Find the line with "PR #745, opened 2023-02-26" and the line with "MSYS2 or devkitPro." in the entries below; output exactly those two lines, every line between them, and no others.

(Saved entries)
- - - -

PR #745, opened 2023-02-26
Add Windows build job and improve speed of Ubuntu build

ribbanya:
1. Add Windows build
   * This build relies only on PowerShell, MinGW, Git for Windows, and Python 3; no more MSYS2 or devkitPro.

- - - -

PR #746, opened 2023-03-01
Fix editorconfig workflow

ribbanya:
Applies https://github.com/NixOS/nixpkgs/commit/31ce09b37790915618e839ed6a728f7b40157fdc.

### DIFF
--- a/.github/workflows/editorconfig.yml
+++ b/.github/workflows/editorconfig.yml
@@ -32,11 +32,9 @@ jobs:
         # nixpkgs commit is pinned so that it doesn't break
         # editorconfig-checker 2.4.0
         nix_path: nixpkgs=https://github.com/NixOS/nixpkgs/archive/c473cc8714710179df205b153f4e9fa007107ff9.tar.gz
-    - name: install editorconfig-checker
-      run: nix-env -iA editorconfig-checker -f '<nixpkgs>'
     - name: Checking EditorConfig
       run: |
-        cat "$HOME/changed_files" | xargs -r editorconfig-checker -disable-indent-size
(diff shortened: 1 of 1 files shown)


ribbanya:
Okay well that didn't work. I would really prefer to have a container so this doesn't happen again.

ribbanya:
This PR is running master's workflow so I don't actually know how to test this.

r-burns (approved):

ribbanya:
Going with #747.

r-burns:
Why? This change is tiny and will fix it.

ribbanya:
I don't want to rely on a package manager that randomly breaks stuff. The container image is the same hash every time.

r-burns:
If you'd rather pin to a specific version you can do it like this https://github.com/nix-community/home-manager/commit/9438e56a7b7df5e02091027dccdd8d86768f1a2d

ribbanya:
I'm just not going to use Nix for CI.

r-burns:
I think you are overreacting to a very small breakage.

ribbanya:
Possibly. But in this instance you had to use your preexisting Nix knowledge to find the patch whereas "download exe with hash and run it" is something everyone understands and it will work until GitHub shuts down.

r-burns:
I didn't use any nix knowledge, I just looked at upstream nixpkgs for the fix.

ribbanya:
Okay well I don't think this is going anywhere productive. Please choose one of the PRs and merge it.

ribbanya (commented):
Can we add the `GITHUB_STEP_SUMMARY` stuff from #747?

- - - -

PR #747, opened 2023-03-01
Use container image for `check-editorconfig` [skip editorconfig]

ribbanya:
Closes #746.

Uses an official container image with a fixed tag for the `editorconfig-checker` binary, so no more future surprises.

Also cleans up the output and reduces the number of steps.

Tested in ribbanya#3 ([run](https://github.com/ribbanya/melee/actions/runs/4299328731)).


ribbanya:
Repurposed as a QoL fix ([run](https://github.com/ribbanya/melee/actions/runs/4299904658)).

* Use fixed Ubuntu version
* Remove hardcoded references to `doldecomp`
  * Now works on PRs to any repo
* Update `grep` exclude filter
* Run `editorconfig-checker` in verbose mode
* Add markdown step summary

- - - -

# REPLY TO THE EXERCISE
PR #745, opened 2023-02-26
Add Windows build job and improve speed of Ubuntu build

ribbanya:
1. Add Windows build
   * This build relies only on PowerShell, MinGW, Git for Windows, and Python 3; no more MSYS2 or devkitPro.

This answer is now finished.